EXERCISE AIM: From the entries, copy every line that carries the string "License".

:: DATASET ENTRIES ::

PR #3151, opened 2024-12-23
CB-3753-1809-fr-add-field-hints-in-the-filter-field

sergeyteleshev:


webapp/packages/core-blocks/src/FormControls/useInputAutocomplete.ts
```diff
@@ -0,0 +1,154 @@
...
+import { debounce, isFuzzySearchable, isNotNullDefined } from '@cloudbeaver/core-utils';
+
+import { useObservableRef } from '../useObservableRef.js';
+
+export type InputAutocompleteStrategy = 'startsWith' | 'contains' | 'fuzzy';
+
+interface InputAutocompleteOptions {
+  sourceHints: InputAutocompleteProposal[];
+  matchStrategy?: InputAutocompleteStrategy;
+  filter?: (suggestion: InputAutocompleteProposal, lastWord?: string) => boolean;
```
SychevAndrey: I believe `predicate` is more descriptive word for that prop, then filter.

webapp/packages/core-blocks/src/FormControls/useInputAutocomplete.ts
```diff
@@ -0,0 +1,154 @@
...
+        const input = this.inputRef.current;
+
+        if (!input) {
+          return;
+        }
+
+        const cursorPosition = this.selectionStart;
+        const words = this.input?.split(' ');
+
+        if (!isNotNullDefined(words) || !isNotNullDefined(cursorPosition) || !isNotNullDefined(this.currentWord)) {
```
SychevAndrey: Do we need to check words and cursor here if currentWord getter should return falsy value if there is no words or cursorPosition?

webapp/packages/core-blocks/src/FormControls/useInputAutocomplete.ts
```diff
@@ -0,0 +1,154 @@
...
+            }
+
+            return (
+              (this.matchStrategy === 'startsWith' &&
+                values.some(value => isNotNullDefined(this.currentWord) && value.startsWith(this.currentWord))) ||
+              (this.matchStrategy === 'contains' && values.some(value => isNotNullDefined(this.currentWord) && value.includes(this.currentWord))) ||
+              (this.matchStrategy === 'fuzzy' &&
+                values.some(value => isNotNullDefined(this.currentWord) && isFuzzySearchable(this.currentWord, value)))
+            );
+          })
```
SychevAndrey:
```suggestion
const isMatch = () => {
  const { matchStrategy, currentWord } = this;

  if (!isNotNullDefined(currentWord)) {
    return false;
  }

  const matchFunctions: { [key: InputAutocompleteStrategy]: (value: string) => boolean } = {
    startsWith: value => value.startsWith(currentWord),
    contains: value => value.includes(currentWord),
    fuzzy: value => isFuzzySearchable(currentWord, value),
  };

  return values.some(matchFunctions[matchStrategy]);
};
```


Maybe like that? And we checked thus.currentWord just above, so maybe we can skip this check:
```
 if (!isNotNullDefined(currentWord)) {
    return false;
  }
```

SychevAndrey (approved):
👍🏻

webapp/packages/core-utils/src/isFuzzySearchable.ts
```diff
@@ -0,0 +1,28 @@
+/*
+ * CloudBeaver - Cloud Database Manager
+ * Copyright (C) 2020-2024 DBeaver Corp and others
+ *
+ * Licensed under the Apache License, Version 2.0.
+ * you may not use this file except in compliance with the License.
+ */
+export function isFuzzySearchable(pattern: string, text: string): boolean {
```
devnaumov: Maybe we should use fuzzy library?

webapp/packages/core-blocks/src/FormControls/InputAutocompletionMenu.tsx
```diff
@@ -0,0 +1,104 @@
...
+  useEffect(() => {
+    if (menuRef.current?.visible && (autocompleteState.filteredSuggestions === null || autocompleteState.filteredSuggestions.length === 0)) {
+      menuRef.current?.hide();
+    }
+    if (!menuRef.current?.visible && autocompleteState.filteredSuggestions !== null && autocompleteState.filteredSuggestions.length !== 0) {
+      menuRef.current?.show();
+    }
+  }, [sourceHints, menuRef, autocompleteState.filteredSuggestions]);
+
+  return (
```
devnaumov, line 53: We should probably use combobox component as its based on the input and supports search

devnaumov (changes requested):

webapp/packages/core-blocks/src/FormControls/InputAutocompletionMenu.tsx
sergeyteleshev: seems redundant for me. we should implement it once we migrate from reakit to something better. cause for now matching our combobox + reakit menus with our wrapper over it `Menu.tsx` seems like a nightmare

webapp/packages/core-blocks/src/FormControls/useInputAutocomplete.ts
sergeyteleshev: done

webapp/packages/core-blocks/src/FormControls/useInputAutocomplete.ts
sergeyteleshev: done

webapp/packages/core-blocks/src/FormControls/useInputAutocomplete.ts
sergeyteleshev: done

webapp/packages/core-blocks/package.json
```diff
@@ -30,6 +30,7 @@
     "@cloudbeaver/core-sdk": "^0",
     "@cloudbeaver/core-theming": "^0",
     "@cloudbeaver/core-utils": "^0",
+    "fuse.js": "^7",
```
Wroud: What options do we have besides this library? (I'm curious because it's not actively maintained; maybe other options have more active support)

webapp/packages/core-blocks/src/FormControls/useInputAutocomplete.ts
```diff
@@ -0,0 +1,182 @@
...
+
+  const handleInput = debounce((event: Event) => {
+    const target = event.target as HTMLInputElement;
+
+    state.selectionStart = target.selectionStart;
+    state.selectionEnd = target.selectionEnd;
+    state.input = target?.value;
+    setFuzzySearchValue(state.currentWord);
+    state.isFound = false;
+  }, INPUT_DELAY);
```
Wroud: Without memo this function will not work as expected in case its call trigger component re-render

SychevAndrey (approved):

webapp/packages/core-blocks/src/FormControls/InputAutocompletionMenu.module.css
```diff
@@ -0,0 +1,37 @@
...
+
+  & .itemTitle {
+    position: relative;
+  }
+
+  & .iconOrImage {
+    width: 16px;
+    height: 16px;
+  }
+}
```
Wroud, line 11: please reuse `BaseDropdownStyles` instead

webapp/packages/core-blocks/src/Menu/Menu.tsx
```diff
@@ -95,34 +100,61 @@ export const Menu = observer<IMenuProps, HTMLButtonElement>(
...
-        menu.hide();
-        return;
-      }
+        const span = document.createElement('span');
+        span.style.position = 'absolute';
+        span.style.visibility = 'hidden';
+        span.style.whiteSpace = 'pre';
+        span.textContent = contextInputRef.current.value.substring(0, caretPosition);
+
+        document.body.appendChild(span);
```
Wroud: Please use the menu anchor (invisible menu trigger / button) instead (you can position it as you need)

webapp/packages/core-ui/src/InlineEditor/InlineEditor.tsx
```diff
@@ -28,6 +39,7 @@ export interface InlineEditorProps extends Omit<React.InputHTMLAttributes<HTMLIn
   autofocus?: boolean;
   active?: boolean;
   loading?: boolean;
+  autoCompleteProposals?: InputAutocompleteProposal[];
```
Wroud: please do not extend `InlineEditor` functionality cuz its deprecated and we want to use our base controls instead

webapp/packages/plugin-data-viewer/src/TableViewer/TableHeader/useWhereFilter.ts
```diff
@@ -20,13 +22,48 @@ interface IState {
   resultIndex: number;
   readonly supported: boolean;
   readonly filter: string;
+  readonly columns: SqlResultColumn[];
+  readonly hintProposals: InputAutocompleteProposal[];
   readonly constraints: DatabaseDataConstraintAction | null;
```
Wroud: please abstract where filter from columns or structure of the data

Wroud (changes requested):

webapp/packages/core-blocks/src/FormControls/InputAutocompletionMenu.tsx
```diff
@@ -0,0 +1,107 @@
...
+  matchStrategy,
+  inputRef,
+  onSelect,
+}: AutocompletionProps) {
+  const styles = useS(style, BaseDropdownStyles);
+  const menuRef = useRef<IMenuState>();
+  const autocompleteState = useInputAutocomplete(inputRef, {
+    sourceHints,
+    matchStrategy,
+  });
```
Wroud: please move this hook outside from the component, so you can use it and use input ref in the same component

webapp/packages/core-blocks/src/FormControls/InputAutocompletionMenu.tsx
```diff
@@ -0,0 +1,107 @@
...
+        break;
+    }
+  }
+
+  useEffect(() => {
+    inputRef.current?.addEventListener('keydown', handleKeyDown);
+    return () => {
+      inputRef.current?.removeEventListener('keydown', handleKeyDown);
+    };
+  }, [inputRef.current]);
```
Wroud: this all can be part of the hook probably

webapp/packages/core-blocks/src/Menu/Menu.tsx
```diff
@@ -22,6 +24,7 @@ import type { IMouseContextMenu } from './useMouseContextMenu.js';
 
 interface IMenuProps extends React.ButtonHTMLAttributes<any> {
   mouseContextMenu?: IMouseContextMenu;
+  contextInputRef?: React.RefObject<HTMLInputElement | HTMLTextAreaElement>;
```
Wroud: looks like it's not a part of the menu

Wroud (changes requested):

webapp/packages/core-blocks/src/useFuzzySearch.ts
```diff
@@ -0,0 +1,51 @@
...
+
+interface UseSearchProps<T> extends Options {
+  sourceProposals: T[];
+}
+
+const DEFAULT_THRESHOLD = 0.4;
+
+function createSearchInstance<T>(options: Options) {
+  return new MiniSearch<T>(options);
+}
```
Wroud: strange function

webapp/packages/core-blocks/src/useFuzzySearch.ts
```diff
@@ -0,0 +1,51 @@
...
+
+export function useFuzzySearch<T extends object>({ sourceProposals, ...options }: UseSearchProps<T>) {
+  const minisearchOptions = { ...options };
+  const dataSetKeys = sourceProposals.reduce((acc, item) => {
+    Object.keys(item).forEach(key => acc.add(key));
+
+    return acc;
+  }, new Set<string>());
+  const searchInstance = useRef(createSearchInstance<T>(minisearchOptions));
```
Wroud: it will create new instance every render, the better solution is to use `useState` or:
```
const searchInstance = useRef(null);
if (searchInstance === null) {
  searchInstance.current = new MiniSearch<T>(options);
}
```

webapp/packages/core-blocks/src/useFuzzySearch.ts
```diff
@@ -0,0 +1,51 @@
...
+  }
+
+  if (!minisearchOptions.storeFields) {
+    minisearchOptions.storeFields = Array.from(dataSetKeys);
+  }
+
+  useEffect(() => {
+    searchInstance.current = createSearchInstance<T>(minisearchOptions);
+    searchInstance.current.addAll(sourceProposals);
+  }, [sourceProposals]);
```
Wroud: 1. why we re-create instance?
2. why we use `useEffect`?

webapp/packages/core-blocks/src/useFuzzySearch.ts
```diff
@@ -0,0 +1,51 @@
...
+  return new MiniSearch<T>(options);
+}
+
+export function useFuzzySearch<T extends object>({ sourceProposals, ...options }: UseSearchProps<T>) {
+  const minisearchOptions = { ...options };
+  const dataSetKeys = sourceProposals.reduce((acc, item) => {
+    Object.keys(item).forEach(key => acc.add(key));
+
+    return acc;
+  }, new Set<string>());
```
Wroud: it seems that logic is overcomplicated in this hook and can be simplifyed:
```
export function useFuzzySearch<T extends object>({ sourceProposals, ...options }: UseSearchProps<T>) {
  const minisearchRef = useRef(null);
  const currentOptions = useRef({});

  if (minisearchRef.current === null || !isObjectEqual(currentOptions.current, options)) {
    minisearchRef.current = new Minisearch(options);
    currentOptions.current = options;
  }
  
  useMemo(() => autorun(() => { // here we ensure that mutable props from mobx object will be traced correctly
    minisearchRef.current.removeAll();
    minisearchRef.current.addAll(sourceProposals);
  }), [sourceProposals]) // possible we can tune how we determine changes in sourceProposals (we can write our own logic for example with use of isArrayEqual)
  
  ....
```

Wroud: i'm not sure that we need to index all fields passed  as proposals it's better to declare fields manually with type: `fields: Array<keyof T>`

webapp/packages/core-blocks/src/useFuzzySearch.ts
```diff
@@ -0,0 +1,51 @@
...
+}
+
+const DEFAULT_THRESHOLD = 0.4;
+
+function createSearchInstance<T>(options: Options) {
+  return new MiniSearch<T>(options);
+}
+
+export function useFuzzySearch<T extends object>({ sourceProposals, ...options }: UseSearchProps<T>) {
+  const minisearchOptions = { ...options };
```
Wroud: in case this hook is specific binding of minisearch for react, then we probably want to keep original interface as much as possible

webapp/packages/core-blocks/src/FormControls/useInputAutocomplete.ts
```diff
@@ -0,0 +1,141 @@
...
+export type InputAutocompleteStrategy = 'startsWith' | 'contains' | 'fuzzy';
+
+interface InputAutocompleteOptions {
+  sourceHints: InputAutocompleteProposal[];
+  matchStrategy?: SearchStrategy;
+  predicate?: (suggestion: InputAutocompleteProposal, lastWord?: string) => boolean;
+}
+
+export interface InputAutocompleteProposal {
+  id: string;
```
Wroud: i suggest to remove this 'id' fields because:
1. it's not in use
2. it's just a "always" random string

webapp/packages/core-blocks/src/Menu/useContextMenuPosition.ts
```diff
@@ -10,17 +10,15 @@ import { observable } from 'mobx';
...
-  x: number;
-  y: number;
-}
-
-export interface IMouseContextMenu {
-  position: IContextMenuPosition | null;
+  position: {
+    x: number;
+    y: number;
+  } | null;
```
Wroud: I don't personally like inlining public types cuz it's impossible to use them if needed only with `SomeType['someKey']`

Wroud (changes requested):

Wroud:
please take a look at this: https://github.com/lucaong/react-minisearch
and this: https://github.com/lucaong/react-minisearch/issues/38#issuecomment-1619129761

webapp/packages/core-blocks/src/FormControls/InputAutocompletionMenu.tsx
```diff
@@ -0,0 +1,156 @@
...
+
+  useEffect(() => {
+    inputRef.current?.addEventListener('keydown', handleKeyDown);
+    inputRef.current?.addEventListener('input', handleInput);
+
+    return () => {
+      inputRef.current?.removeEventListener('keydown', handleKeyDown);
+      inputRef.current?.removeEventListener('input', handleInput);
+    };
+  }, [inputRef.current]);
```
Wroud: `React.RefObject` can't be used this way because:
1. it's passed as a component property
2. it's mutated by react and will not cause child component (this component) to re-render when the `current` changed

if you need some logic related to some input ref please place this logic in some hook and use this hook in the same component that passes ref to input to avoid synchronization bugs

webapp/packages/core-blocks/src/FormControls/useInputAutocomplete.ts
```diff
@@ -0,0 +1,139 @@
...
+    searchFields: SEARCH_FIELDS,
+    matchStrategy,
+    predicate,
+  });
+
+  const state = useObservableRef(
+    () => ({
+      isFound: false,
+      input: inputRef.current?.value as string | undefined,
+      selectionStart: inputRef.current?.selectionStart ?? null,
```
Wroud: this initial value will be incorrect because at the moment of initialization there may be no `current` object yet

webapp/packages/core-blocks/src/useFuzzySearch.ts
```diff
@@ -0,0 +1,51 @@
...
+ */
+import { autorun, observable } from 'mobx';
+import { useMemo } from 'react';
+import { useMiniSearch } from 'react-minisearch';
+
+import { useObservableRef } from './useObservableRef.js';
+
+interface UseSearchProps<T> {
+  sourceProposals: T[];
+  fields: string[];
```
Wroud: why not to use `Array<keyof T>` for `fields`?

webapp/packages/core-blocks/src/useFuzzySearch.ts
```diff
@@ -0,0 +1,51 @@
...
+  });
+  const state = useObservableRef(
+    () => ({}),
+    {
+      engine: observable.ref,
+    },
+    {
+      engine: miniSearch,
+    },
+  );
```
Wroud: I will suggest removing this part for now. We may implement it later when we have different engines (if we have them), and we can't be sure that implementation will be like this if we imagine 3-4 engines written similarly. Then it may be performance issues (right now, we indexing every re-render miniseach even if the engine will be some other one)

webapp/packages/core-blocks/src/useFuzzySearch.ts
```diff
@@ -0,0 +1,51 @@
...
+const DEFAULT_THRESHOLD = 0.4;
+
+export function useFuzzySearch<T extends object>({ sourceProposals, fields, threshold = DEFAULT_THRESHOLD, prefix = true }: UseSearchProps<T>) {
+  const miniSearch = useMiniSearch(sourceProposals, {
+    fields,
+    searchOptions: {
+      fuzzy: threshold,
+      prefix,
+    },
+  });
```
Wroud: this way documents are already added on render, so please replace `sourceProposals` with `[]` or remove the `useMemo` block

webapp/packages/core-blocks/src/useSearch.ts
```diff
@@ -0,0 +1,107 @@
...
+
+              if (!suggestion) {
+                return false;
+              }
+
+              return filterBase(suggestion, this.searchFields, searchWord, this.predicate);
+            },
+          });
+          return;
+        }
```
Wroud: Why do we use early return here? Is it expected that with a `fuzzy` strategy, `setSeach` will not change the `search` state?

webapp/packages/plugin-data-viewer/src/TableViewer/TableHeader/useTableViewerHeaderData.ts
```diff
@@ -0,0 +1,95 @@
...
+        return [...BASE_HINTS].concat(
+          this.columns.map(column => ({
+            id: uuid(),
+            title: column.label || '',
+            displayString: column.label || '',
+            replacementString: column.label || '',
+            icon: column.icon || '',
+            score: 1,
+          })),
+        );
```
Wroud: please remove extra fields

Wroud (changes requested):

webapp/packages/core-blocks/src/FormControls/InputAutocompletionMenu.tsx
```diff
@@ -0,0 +1,81 @@
...
+  className,
+  menuRef,
+  proposals,
+  onSelect,
+}: AutocompletionProps) {
+  const styles = useS(style, BaseDropdownStyles);
+  const contextMenuPosition = getComputed(() => ({
+    position,
+    handleContextMenuOpen: () => {},
+  }));
```
Wroud: getComputed will not help cuz function always returns new object (getComputed works if you can return stable value, for example for primitives)

webapp/packages/core-blocks/src/FormControls/useInputAutocomplete.ts
```diff
@@ -0,0 +1,187 @@
...
+    const input = state.inputRef.current!;
+
+    input.addEventListener('input', handleInput);
+    input.addEventListener('keydown', handleKeyDown);
+
+    return () => {
+      input.removeEventListener('keydown', handleKeyDown);
+      input.removeEventListener('input', handleInput);
+    };
+  }, []);
```
Wroud: This will lead to unexpected behavior if the input is unmounted because the hook is executed only once at the first render. I will suggest to remove deps ([]) to run this hook every re-render

Wroud (approved):

devnaumov (approved):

:::

RESULT:
+ * Licensed under the Apache License, Version 2.0.
+ * you may not use this file except in compliance with the License.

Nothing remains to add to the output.